### PROBLEM STATEMENT
State how many lines of the records include the word "exactly"; the reply is that number alone.

### RECORDS TO PROCESS
_ _ _ _
PR #74, opened 2020-11-24
Refactor

gmoro:
Major refactor of the code base

Will use this as base for new scheme of branched and tagged releases from now on


files/usr/sbin/jeos-config
```diff
@@ -0,0 +1,147 @@
...
+subcommand=$1; shift  # Remove 'pip' from the argument lis
+
+case "$subcommand" in
+
+	locale)
+		dialog_locale
+		apply_locale
+        	;;
+	keytable)
+		dialog_locale
```
Vogtinator, line 132: This should just keep the selected locale instead of asking again

Vogtinator (changes requested):
Please run shellcheck and fix the reported errors. Indentation has to be fixed to be consistent.

`jeos-firstboot-functions` needs to be cleaned up, currently it's just a place where all kinds of stuff is in. Separating the "built-in" dialogs into module files might work.

Now there's a separate module hook needed for supporting `jeos-config`, but modules without that would still be shown in the list, but fail to run. Not sure what to do about that though.

files/usr/sbin/jeos-config
```diff
@@ -0,0 +1,147 @@
...
+# THE SOFTWARE IS PROVIDED "AS IS", WITHOUT WARRANTY OF ANY KIND, EXPRESS OR
+# IMPLIED, INCLUDING BUT NOT LIMITED TO THE WARRANTIES OF MERCHANTABILITY,
+# FITNESS FOR A PARTICULAR PURPOSE AND NONINFRINGEMENT. IN NO EVENT SHALL THE
+# AUTHORS OR COPYRIGHT HOLDERS BE LIABLE FOR ANY CLAIM, DAMAGES OR OTHER
+# LIABILITY, WHETHER IN AN ACTION OF CONTRACT, TORT OR OTHERWISE, ARISING FROM,
+# OUT OF OR IN CONNECTION WITH THE SOFTWARE OR THE USE OR OTHER DEALINGS IN THE
+# SOFTWARE.
+
+. /etc/os-release
+. "/usr/share/jeos-firstboot/jeos-firstboot-functions"
```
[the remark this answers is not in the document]
gmoro: Aware of that, but just executed if has the appropriate ${hook} function, anyway, need to improve that, any ideas? Following FHS should be in share, my initial idea was to move the modules to a separate subfolder called modules, what do you think?

files/usr/sbin/jeos-config
```diff
@@ -0,0 +1,147 @@
...
+JEOS_KEYTABLE=${JEOS_KEYTABLE-}
+
+result=
+list=
+password=''
+
+let dh_menu=LINES-15
+let dh_text=LINES-5
+
+function usage()
```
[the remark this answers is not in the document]
gmoro: correct

files/usr/sbin/jeos-config
```diff
@@ -0,0 +1,147 @@
...
+	for module in *; do
+		if [ -f "${module}" ] && source "${module}"; then
+			modules+=("${module}")
+		fi
+	done
+	popd &>/dev/null
+fi
+
+cleanup() {
+	#call_module_hook cleanup
```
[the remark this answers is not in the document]
gmoro: The config modules still don't have a cleanup function, left there to remember to check if it's necessary, will take a look.

files/usr/sbin/jeos-config
```diff
@@ -0,0 +1,147 @@
...
+	echo "	keytable	Show dialog to configure the system password"
+	echo "	network		Show dialog to configure the system network"
+	for module in "${modules[@]}"; do
+		echo "	${module}	Show dialog of module ${module}"
+	done
+	echo ""
+}
+
+if [ $# -eq 0 ]; then
+	usage
```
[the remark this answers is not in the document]
gmoro: That's a good idea, keep the graphic theming going on!

files/usr/sbin/jeos-config
```diff
@@ -0,0 +1,147 @@
...
+
+let dh_menu=LINES-15
+let dh_text=LINES-5
+
+function usage()
+{
+	echo "Usage: jeos-config [OPTION...] CONFIG_NAME"
+	echo ""
+	echo "	-h		shows these usage help"
+	echo "	locale		Show dialog to configure the system locale"
```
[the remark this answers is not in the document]
gmoro: agreed

files/usr/sbin/jeos-config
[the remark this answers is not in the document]
Vogtinator: `jeos-firstboot` and `jeos-config` are very similar anyway, and so it might even make sense to merge them into one file and thus not need `jeos-firstboot-functions`. A separate `modules/` subdirectory would work as well, I don't think we have to be backwards-compatible there.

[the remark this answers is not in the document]
gmoro: Yes, thought about that as well, kept simple at first, but if we get too much overlap means some more of the code can go in the shared library -functions.

files/usr/share/jeos-firstboot/jeos-firstboot-dialogs
```diff
@@ -0,0 +1,118 @@
+menulist()
+{
+	list=()
+	local line
+	while read line; do
+		list+=("$line" '')
+	done < <("$@"||true)
```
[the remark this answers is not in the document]
gmoro: Not sure, copy and paste from the old code

files/usr/sbin/jeos-config
```diff
@@ -0,0 +1,147 @@
...
+     			exit 1
+			;;
+	esac
+done
+
+subcommand=$1; shift  # Remove 'pip' from the argument lis
+
+case "$subcommand" in
+
+	locale)
```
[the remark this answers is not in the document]
gmoro: Will leave this for the next step, for all this to be turned in modules jeos-firstboot would have to understand ordering of execution of the modules, not sure how I'm gonna implement that yet. There's a separate card in trello for that already.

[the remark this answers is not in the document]
Vogtinator: That's already implemented. The execution is ordered alphabetically.

files/usr/share/jeos-firstboot/jeos-firstboot-functions
```diff
@@ -0,0 +1,121 @@
...
+
+fbiterm_available() {
+	# fbiterm itself is installed
+	fbiterm --help >/dev/null 2>&1 || return 1
+	# fbiterm comes with its own fallback font
+
+	return 0
+}
+
+dialog_out=`mktemp -qt 'firstboot-XXXXXX'`
```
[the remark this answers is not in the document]
gmoro: This didn't really work here, what exactly is it doing, not sure I understand it.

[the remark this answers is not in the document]
Vogtinator: It creates a file, references it and deletes the name on the file system. How does it fail?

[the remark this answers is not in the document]
gmoro: I just says the /proc file descriptor does not exist
I will leave this one as is for now, will take note as a bugfix after we merge this one.

files/usr/sbin/jeos-config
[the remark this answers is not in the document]
gmoro: Will note it down and rework after this merge

files/usr/sbin/jeos-config
```diff
@@ -0,0 +1,147 @@
...
+	run() {
+		echo "$@"
+	}
+else
+	run() {
+		"$@"
+	}
+fi
+
+call_module_config() {
```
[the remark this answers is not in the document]
gmoro: moved

files/usr/sbin/jeos-config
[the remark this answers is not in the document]
gmoro: Alphabetical is note enough for now, as we still use the file names as names so adding 01-module-name will not exactly be enough, anyway, there's a trello card and we can rework that later.

files/usr/share/jeos-firstboot/jeos-firstboot-functions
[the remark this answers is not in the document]
gmoro: Card created on trello for left over fixes.
https://trello.com/c/Y2IJ8GXX/354-non-critical-fixes-for-jeos-firstboot

files/usr/sbin/jeos-config
```diff
@@ -0,0 +1,147 @@
...
+
+if [ $# -eq 0 ]; then
+	select_config
+	subcommand=${result}
+else
+	subcommand=$1; shift
+fi
+
+case "$subcommand" in
+
```
Vogtinator, line 122: Empty line

files/usr/share/jeos-firstboot/jeos-firstboot-dialogs
```diff
@@ -0,0 +1,118 @@
...
+{
+	default="$(readlink -f /etc/localtime)"
+	default="${default##/usr/share/zoneinfo/}"
+	# timedatectl doesn't work as dbus is not up yet
+	# menulist timedatectl --no-pager list-timezones
+	if menulist awk \
+		'BEGIN{print "UTC"; sort="sort"}/^#/{next;}{print $3|sort}END{close(sort)}' \
+		/usr/share/zoneinfo/zone.tab \
+		&& d --default-item "$default" --menu $"Select time zone" 0 0 $dh_menu "${list[@]}"; then
+	if [ -n "$result" ]; then
```
Vogtinator, line 58: As you touch this anyway, please fix the indentation

files/usr/sbin/jeos-config
```diff
@@ -0,0 +1,147 @@
...
+		dialog_network
+		d --infobox $"Restarting network ..." 3 26 || true
+		systemctl restart network
+		;;
+	password)
+		dialog_password
+		apply_password
+		;;
+	*)
+		call_module_config "$subcommand"|| echo "Unknown option"
```
Vogtinator, line 146: We need a generic `call_module` which is just `call_module_hook` for a single module, then this can be just

`call_module "$subcommand" jeos_config`

files/usr/share/jeos-firstboot/jeos-firstboot-functions
```diff
@@ -0,0 +1,136 @@
...
+			;;
+		esac
+	done
+}
+
+warn(){
+	d --title $"Warning" --msgbox "$1" 6 40
+}
+
+# localectl --no-pager list-keymaps does not list aliases (symlinks), but those are used
```
Vogtinator, line 84: All of the functions below are specific to the functions in `jeos-firstboot-dialogs`, so should be moved there

files/usr/share/jeos-firstboot/jeos-firstboot-functions
```diff
@@ -0,0 +1,136 @@
...
+                locale="${l#/usr/share/langset/}"
+                [ -d "/usr/lib/locale/${locale}.utf8" ] || continue
+                list+=("${locale}" '')
+        done
+        [ -n "$list" ]
+}
+
+get_current_locale()
+{
+	JEOS_LOCALE=`awk -F= '$1 == "LANG" { print $2; exit }' /etc/locale.conf`
```
Vogtinator, line 111: This is incomplete and should fall back to `en_US` if empty. It should also echo the value instead of setting a global variable, that makes it much easier to use.

files/usr/share/jeos-firstboot/jeos-firstboot-dialogs
```diff
@@ -0,0 +1,118 @@
...
+	local line
+	while read line; do
+		list+=("$line" '')
+	done < <("$@"||true)
+	[ -n "$list" ]
+}
+
+dialog_locale()
+{
+        default="en_US"
```
Vogtinator, line 14: After `get_current_locale` is fixed, this can be just `default="$(get_current_locale)"`

files/usr/sbin/jeos-config
```diff
@@ -0,0 +1,147 @@
...
+	run() {
+		echo "$@"
+	}
+else
+	run() {
+		"$@"
+	}
+fi
+
+if pushd "/usr/share/jeos-firstboot/modules" &>/dev/null; then
```
Vogtinator, line 48: This belongs into `jeos-firstboot-functions`.

files/usr/sbin/jeos-config
```diff
@@ -0,0 +1,147 @@
...
+	#call_module_hook cleanup
+	echo .oOo.oOo.oOo. > $dialog_out
+	rm -f "$dialog_out"
+	# reenable systemd and kernel logs
+	run kill -s SIGRTMAX-10 1
+	run setterm -msg on 2>/dev/null || true
+}
+trap cleanup EXIT
+
+# If the configuration is not loaded and we are in the first terminal
```
Vogtinator, line 67: `jeos-config` shouldn't attempt to read those

files/usr/share/jeos-firstboot/jeos-firstboot-dialogs
Vogtinator, line 58: As you have to touch this anyway, please fix the indentation

files/usr/share/jeos-firstboot/jeos-firstboot-functions
Vogtinator, line 111: This should include a fallback to `en_US` and just echo the result instead of setting a variable.

files/usr/share/jeos-firstboot/jeos-firstboot-functions
```diff
@@ -0,0 +1,136 @@
...
+}
+
+apply_locale()
+{
+	if [ ! -z "$JEOS_LOCALE" ]; then
```
Vogtinator, line 116: The locale should be given as parameter instead

files/usr/share/jeos-firstboot/jeos-firstboot-functions
```diff
@@ -0,0 +1,136 @@
...
+		run langset.sh $JEOS_LOCALE || warn $"Setting the locale failed"
+	fi
+}
+
+apply_locale_and_keytable()
+{
+	if [ ! -z "$JEOS_LOCALE" -a ! -z "$JEOS_KEYTABLE" ]; then
```
Vogtinator, line 123: locale and keytable should be given as parameters

files/usr/share/jeos-firstboot/jeos-firstboot-functions
Vogtinator, line 84: Everything below belongs into `jeos-firstboot-dialogs`, as that's where the code for locale and keymap is.

files/usr/share/jeos-firstboot/jeos-firstboot-dialogs
Vogtinator, line 14: Once `get_current_locale` is fixed, this can just be `default="$(get_current_locale)"`

Vogtinator (commented):
Due to a GitHub accident the review isn't complete yet...

You moved quite some code into functions, so those should use `local` variables when possible now.

files/usr/share/jeos-firstboot/jeos-firstboot-functions
gmoro: This is used just under jeos-config to get the actual current one, should not default inside the function in the logic that is implemented as it's checked before applying in the case of being empty.

files/usr/share/jeos-firstboot/jeos-firstboot-functions
gmoro: This would mean change everything to parameters, now almost all functions are receiving data as global, to ease the work of loading the preset configurations, will put in the list of desirable things in Trello, but will leave like that for now.

files/usr/share/jeos-firstboot/jeos-firstboot-functions
gmoro: It's a generic function to call dialog, the dialog "library" is supposed to have just the actual construction of the dialogs.

Vogtinator:
@gmoro Marking conversations as resolved is ususally up to the reviewer, as otherwise it's not clear whether it's actually resolved.

files/usr/sbin/jeos-config
```diff
@@ -0,0 +1,137 @@
...
+		dialog_network
+		d --infobox $"Restarting network ..." 3 26 || true
+		systemctl restart network
+		;;
+	password)
+		dialog_password
+		apply_password
+		;;
+	*)
+		call_module "$subcommand" "jeos_config"|| echo "Unknown option"
```
Vogtinator, line 136:
```suggestion
		call_module "$subcommand" "jeos_config" || echo "Unknown option"
```

files/usr/share/jeos-firstboot/jeos-firstboot-functions
```diff
@@ -0,0 +1,155 @@
...
+	[ "$(type -t "${module_function}")" = "function" ] || return 1
+	"${module_function}" && true # To not trigger errexit
+	ret=$?
+	[ $ret -eq 0 ] || return $ret
+}
+
+call_module_hook() {
+        local hook="$1"
+        for module in "${modules[@]}"; do
+		call_module ${module} ${hook} || continue
```
Vogtinator, line 43: To restore the same behaviour as before:

```suggestion
		call_module ${module} ${hook} || return $?
```

files/usr/share/jeos-firstboot/jeos-firstboot-functions
```diff
@@ -0,0 +1,155 @@
...
+fi
+
+call_module() {
+	local module="$1"
+	local module_func="$2"
+	module_function="${module}_${module_func}"
+	[ "$(type -t "${module_function}")" = "function" ] || return 1
+	"${module_function}" && true # To not trigger errexit
+	ret=$?
+	[ $ret -eq 0 ] || return $ret
```
Vogtinator, line 37: Just `return $?`

files/usr/share/jeos-firstboot/jeos-firstboot-functions
Vogtinator: If `/etc/locale.conf` doesn't contain `LANG=`, `JEOS_LOCALE` is empty and thus `apply_locale_and_keytable`  doesn't do anything.

files/usr/share/jeos-firstboot/jeos-firstboot-functions
Vogtinator: Currently I view `jeos-firstboot-dialogs` as one file containing multiple modules. That also makes it more obvious what needs to be moved when extracting the "built-in" dialogs as modules. For now it doesn't make any difference which file those functions are defined in, so I don't mind if you want to keep them here.

gmoro:
> @gmoro Marking conversations as resolved is ususally up to the reviewer, as otherwise it's not clear whether it's actually resolved.

Yeah, of course, my bad, I was using it to not confuse myself :P

files/usr/share/jeos-firstboot/jeos-firstboot-functions
Vogtinator: Fortunately it doesn't need many changes, just replace calls to `apply_locale_and_keytable` with `apply_locale_and_keytable "$JEOS_LOCALE" "$JEOS_KEYTABLE"` and it's much clearer, but with unchanged behaviour.

Vogtinator (changes requested):
Much closer!

files/usr/share/jeos-firstboot/jeos-firstboot-functions
gmoro: the "return" will change the behaviour, the current behaviour is actually ignoring errors, for example, the rapsberrywifi does not have a cleanup or post hook, and will fail. I'm thinking in including later one code to guarantee the integrity of the modules itself, check which functions and hooks they really support.

Vogtinator: The current behaviour returns an error when a module hook returns an error. If a hook doesn't exist, that's ignored.
For reference:

```
call_module_hook() {
        local hook="$1"
        for module in "${modules[@]}"; do
                hook_function="${module}_${hook}"
                [ "$(type -t "${hook_function}")" = "function" ] || continue # Ignore if hook doesn't exist
                "${hook_function}" && true # To not trigger errexit
                ret=$?
                [ $ret -eq 0 ] || return $ret # If call failed, return immediately
        done
        return 0
}
```

gmoro: Yes, but I changed because when calling a function that does not exist it should return an error, not ignore it, specially for the jeos-config module calls, so I just left the || continue where it was, ignoring only the hook functions non-existence and actually checking the other functions. It has the exact same effect as before.

files/usr/share/jeos-firstboot/jeos-firstboot-functions
gmoro: I guess so, is just copy and paste from before

files/usr/share/jeos-firstboot/jeos-firstboot-functions
Vogtinator: Time for a `call_module_optional`?

files/usr/share/jeos-firstboot/jeos-firstboot-functions
Vogtinator: Previously it was in a loop, so it was needed to break out of it

files/usr/share/jeos-firstboot/jeos-firstboot-functions
gmoro: Not sure, I spend some time trying to figure the best approach here, and still not sure, should we just guarantee that the modules have all the functions we are calling? What if we add typos by mistake (something I already did during the refactor) and we have no way to really know if the functions are being called or just being ignored because they don't really exist, as a general rule I like to treat all errors, never ignore, so we might need a little bit more code to be sure.

files/usr/share/jeos-firstboot/jeos-firstboot-functions
gmoro: correct

files/usr/share/jeos-firstboot/jeos-firstboot-functions
Vogtinator: Currently `call_module_hook` is used in some critical places, for hooks like `systemd_firstboot` and `post`. Currently this just makes it ignore errors.

I get your argument that `call_module` should fail if the hook isn't implemented, but for `call_module_hook` that's not ideal.

If you don't like `call_module_optional`, `call_module` could accept an optional third parameter which is returned if the hook doesn't exist.

files/usr/share/jeos-firstboot/jeos-firstboot-functions
gmoro: I see the point here, seems default might be necessary indeed as you said.

files/usr/share/jeos-firstboot/jeos-firstboot-functions
gmoro: Just for now, we will probably change this structure again soon enough.

files/usr/share/jeos-firstboot/jeos-firstboot-functions
gmoro: alright, will take a look at this

gmoro: This I will leave to a separate review if you don't mind, this one is already too convoluted and I got politely asked to make smaller changes so it's easier for other people to look at.
As you know I'm taking notes about this smaller details so we can quickly create another PR with this clean-ups.

files/usr/share/jeos-firstboot/jeos-firstboot-dialogs
```diff
@@ -0,0 +1,118 @@
+#!/bin/bash
```
Vogtinator, line 1: Not meant to be executed, so this is misleading

Vogtinator (changes requested):
Reviewed again - no major differences. I should actually give this a test run sometime...

files/usr/share/jeos-firstboot/jeos-firstboot-dialogs
gmoro: Yes, put this one there for some reason I don't remember tho, I think was some problem while testing something, gonna remove.
If you get the chance to test run, that would be cool, but I've been test running at each commit just to be sure, while on that I'm looking a way to make some test automation to have at least a smoke test automated.

Vogtinator: > If you get the chance to test run, that would be cool, but I've been test running at each commit just to be sure,
> while on that I'm looking a way to make some test automation to have at least a smoke test automated.

If you set up a package + image build on OBS, I can do an openQA test run (though the openQA test for jeos-firstboot isn't that extensive currently).

gmoro: Martin already did a openQA run a few commits before, but indeed the tests are not really covering much.

files/usr/sbin/jeos-config
```diff
@@ -0,0 +1,132 @@
...
+trap cleanup EXIT
+
+select_config()
+{
+	modules_order=("locale" '' "keytable" '' "timezone" '' "password" '' "network" '')
+	for module in "${modules[@]}"; do
+		modules_order+=("${module}" '')
+	done
+
+	d --menu $"Select config module" 0 0 $dh_menu "${modules_order[@]}"
```
Vogtinator, line 65:
```suggestion
	d --menu $"Select configuration module" 0 0 $dh_menu "${modules_order[@]}"
```

files/usr/sbin/jeos-config
```diff
@@ -0,0 +1,132 @@
...
+if [ $# -eq 0 ]; then
+	select_config
+	subcommand=${result}
+else
+	subcommand=$1; shift
+fi
+
+case "$subcommand" in
+	locale)
+		dialog_locale
```
Vogtinator, line 109: If there is only a single locale available, this dialog doesn't even appear. At first, I thought `jeos-config` had crashed, so that's something which should be improved.

files/usr/sbin/jeos-config
```diff
@@ -0,0 +1,132 @@
...
+	}
+else
+	run() {
+		"$@"
+	}
+fi
+
+cleanup() {
+	#call_module_hook cleanup
+	echo .oOo.oOo.oOo. > $dialog_out
```
Vogtinator, line 50: I never understood what this is actually for.

files/usr/sbin/jeos-config
```diff
@@ -0,0 +1,132 @@
...
+	rm -f "$dialog_out"
+	# reenable systemd and kernel logs
+	run kill -s SIGRTMAX-10 1
```
Vogtinator, line 53: In `jeos-config`, they're never disabled

files/usr/share/jeos-firstboot/modules/raspberrywifi
```diff
@@ -0,0 +1,152 @@
...
+	while read line; do
+		list+=("${line}" '')
+	done < <(ip link set $wlan_device up && iwlist $wlan_device scan|grep ESSID|cut -d':' -f2|cut -d'"' -f2|sort -u)
+	[ -n "${list[*]}" ]
+}
+
+raspberrywifi_wlan_error()
+{
+	d --title $"Error" --msgbox "$1" 0 0
+	dialog --yesno $"Do you want to retry?" 0 0
```
Vogtinator, line 47: This uses `dialog` instead of `d`, so the "background" is missing. IMO this could just be combined into a single dialog, e.g.

```
Error
---

Your system is on fire.

Retry?

[Yes] [No]
```

files/usr/sbin/jeos-config
```diff
@@ -0,0 +1,132 @@
...
+	run setterm -msg on 2>/dev/null || true
+}
```
Vogtinator, line 55: Can you just add an `echo` here, so that there's a new blank line after exit? That way it looks much better. Same for `jeos-firstboot`.

files/usr/sbin/jeos-config
```diff
@@ -0,0 +1,132 @@
...
+		dialog_network
+		d --infobox $"Restarting network ..." 3 26 || true
+		systemctl restart network
+		;;
+	password)
+		dialog_password
+		apply_password
+		;;
+	*)
+		call_module "$subcommand" "jeos_config" || echo "Unknown option"
```
Vogtinator, line 131:
```suggestion
		call_module "$subcommand" "jeos_config" || echo "Unknown option '$subcommand'"
```

files/usr/sbin/jeos-config
```diff
@@ -0,0 +1,132 @@
...
+			;;
+		\?) 
+			echo "Invalid Option: -$OPTARG" 1>&2
+			usage
+     			exit 1
+			;;
+	esac
+done
+
+if [ $# -eq 0 ]; then
```
Vogtinator, line 100: This should use `${OPTIND}` set by `getopts` to avoid issues like

```
e111:~ # jeos-config -- locale
/usr/share/jeos-firstboot/jeos-firstboot-functions: line 34: type: --: invalid option
type: usage: type [-afptP] name [name ...]
Unknown option
```

files/usr/sbin/jeos-config
```diff
@@ -0,0 +1,132 @@
...
+cat <<EOF
+Usage: jeos-config [OPTION...] [CONFIG_NAME]
+Configure system settings using an interactive dialog
+
+	-h		shows this usage help
+	locale		Show configuration for locale
+	keytable	Show configuration for keyboard
+	timezone	Show configuration for timezone
+	password	Show configuration for password
+	network		Show configuration for network
```
Vogtinator, line 79: The `network` module doesn't show or offer any configuration - it only sets up DHCP. Maybe the module should be renamed as well?

Vogtinator: Actually, this module not only overwrites network configuration, it also forces a new DHCP client identifier, which means that the system gets a new IP each time this is called. This has to be fixed.

Vogtinator (changes requested):
Did some testing, found some issues.

files/usr/sbin/jeos-config
gmoro: I think is to avoid leaking any info, erasing any response from the file if anything goes wrong and it does not get deleted.

gmoro: But is just a guess, will put in the list of thinks to check

Vogtinator: Probably so that it doesn't end up on the hard drive or something like that.

files/usr/sbin/jeos-config
gmoro: Theoretically it is a reconfiguration, so redoing the whole config from scratch is what is supposed to do.
For now seems useless, but I will implement extra checks later on, specially for multiple interfaces and also for disconnected cables, that should make this module useful as it is now.

Vogtinator: It means that you absolutely must not call this over SSH or such, so at the very least there has to be a warning!

gmoro: Added a warning

gmoro:
Anything else missing, would be good to merge that soon as there are other stuff to be merged.

files/usr/share/jeos-firstboot/jeos-firstboot-functions
```diff
@@ -0,0 +1,156 @@
...
+                [ -d "/usr/lib/locale/${locale}.utf8" ] || continue
+                list+=("${locale}" '')
+        done
+        [ -n "$list" ]
+}
+
+get_current_locale()
+{
+	cur_locale=`awk -F= '$1 == "LANG" { print $2; exit }' /etc/locale.conf`
+	[ -n "$cur_locale" ] && cur_locale="en_US"
```
Vogtinator, line 130: This is the wrong way around, it either has to be

```
[ -z "$cur_locale" ] && cur_locale="en_US"
```

or

```
[ -n "$cur_locale" ] || cur_locale="en_US"
```

files/usr/sbin/jeos-config
```diff
@@ -0,0 +1,142 @@
...
+		"$@"
+	}
+fi
+
+cleanup() {
+	#call_module_hook cleanup
+	echo .oOo.oOo.oOo. > $dialog_out
+	rm -f "$dialog_out"
+	# reenable systemd and kernel logs
+	run setterm -msg on 2>/dev/null || true
```
Vogtinator, line 53: This also isn't needed here

files/usr/share/jeos-firstboot/jeos-firstboot-dialogs
Vogtinator: Shebang is still there

Vogtinator (changes requested):
Found a bug, will do a test run again

files/usr/share/jeos-firstboot/jeos-firstboot-functions
```diff
@@ -0,0 +1,156 @@
...
+                fi
+        done
+        popd &>/dev/null
+fi
+
+call_module() {
+	local module="$1"
+	local module_func="$2"
+	module_function="${module}_${module_func}"
+	[ "$(type -t "${module_function}")" = "function" ] || return 1
```
Vogtinator, line 33:
```suggestion
	[ "$(type -t -- "${module_function}")" = "function" ] || return 1
```

To avoid

```
f32:~ # /usr/sbin/jeos-config -- --help
/usr/share/jeos-firstboot/jeos-firstboot-functions: line 33: type: --: invalid option
type: usage: type [-afptP] name [name ...]
Unknown option '--help'
```

Vogtinator (changes requested):
Gave it a test run

files/usr/share/jeos-firstboot/modules/raspberrywifi
```diff
@@ -0,0 +1,151 @@
...
+	local line
+	while read line; do
+		list+=("${line}" '')
+	done < <(ip link set $wlan_device up && iwlist $wlan_device scan|grep ESSID|cut -d':' -f2|cut -d'"' -f2|sort -u)
+	[ -n "${list[*]}" ]
+}
+
+raspberrywifi_wlan_error()
+{
+	dialog --title $"Error" --yesno $"$1\n\nDo you want to retry?" 0 0
```
Vogtinator, line 46: For the proper background:

```suggestion
	d --title $"Error" --yesno $"$1\n\nDo you want to retry?" 0 0
```

Vogtinator (changes requested):
There are some more instances of `dialog` which should be `d` instead, but that's something for later.

files/usr/share/jeos-firstboot/modules/raspberrywifi
gmoro: I will check that, but I think I used dialog to avoid the logic inside the d function,that was causing some inappropriate UX, if I remember correctly

files/usr/sbin/jeos-config
```diff
@@ -0,0 +1,141 @@
...
+		dialog_keytable
+		JEOS_LOCALE="$(get_current_locale)"
+		apply_locale_and_keytable
+		;;	
+	timezone)
+		dialog_timezone
+		timedatectl set-timezone "$JEOS_TIMEZONE"
+		;;	
+	network)
+		if ! d --yesno $"Network will be restarted\nDo you want to continue?" 6 30; then
```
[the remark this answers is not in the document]
gmoro: What is your suggestion? Maybe change it to "network will be reconfigured and restarted", and why does it changed the client ID?

files/usr/share/jeos-firstboot/jeos-firstboot-functions
gmoro: so still not enough the OPTIND change?

files/usr/share/jeos-firstboot/modules/raspberrywifi
Vogtinator: Indeed - the current design of `d` doesn't allow `--yesno` as it only allows a zero exit value.

files/usr/share/jeos-firstboot/jeos-firstboot-functions
Vogtinator: The OPTINID change is fine, now it properly tries to execute `--help` as module. That's not a valid module name though, so it has to be treated specially until it's validated by `type`.

files/usr/sbin/jeos-config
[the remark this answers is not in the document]
Vogtinator: > What is your suggestion? Maybe change it to "network will be reconfigured and restarted",

Sounds good, maybe "This will create a new network configuration from scratch, all connections will be lost."?

> and why does it changed the client ID?

Absolutely no idea.

files/usr/sbin/jeos-config
```diff
@@ -125,7 +125,8 @@ case "$subcommand" in
 		timedatectl set-timezone "$JEOS_TIMEZONE"
 		;;	
 	network)
-		if ! d --yesno $"Network will be restarted\nDo you want to continue?" 6 30; then
+		if ! d --yesno $"This will create a new network configuration from scratch, \
```
Vogtinator, line 128: Is that `\` necessary?

gmoro: Not really

Vogtinator (approved):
_ _ _ _
### REPLY TO THE TASK
2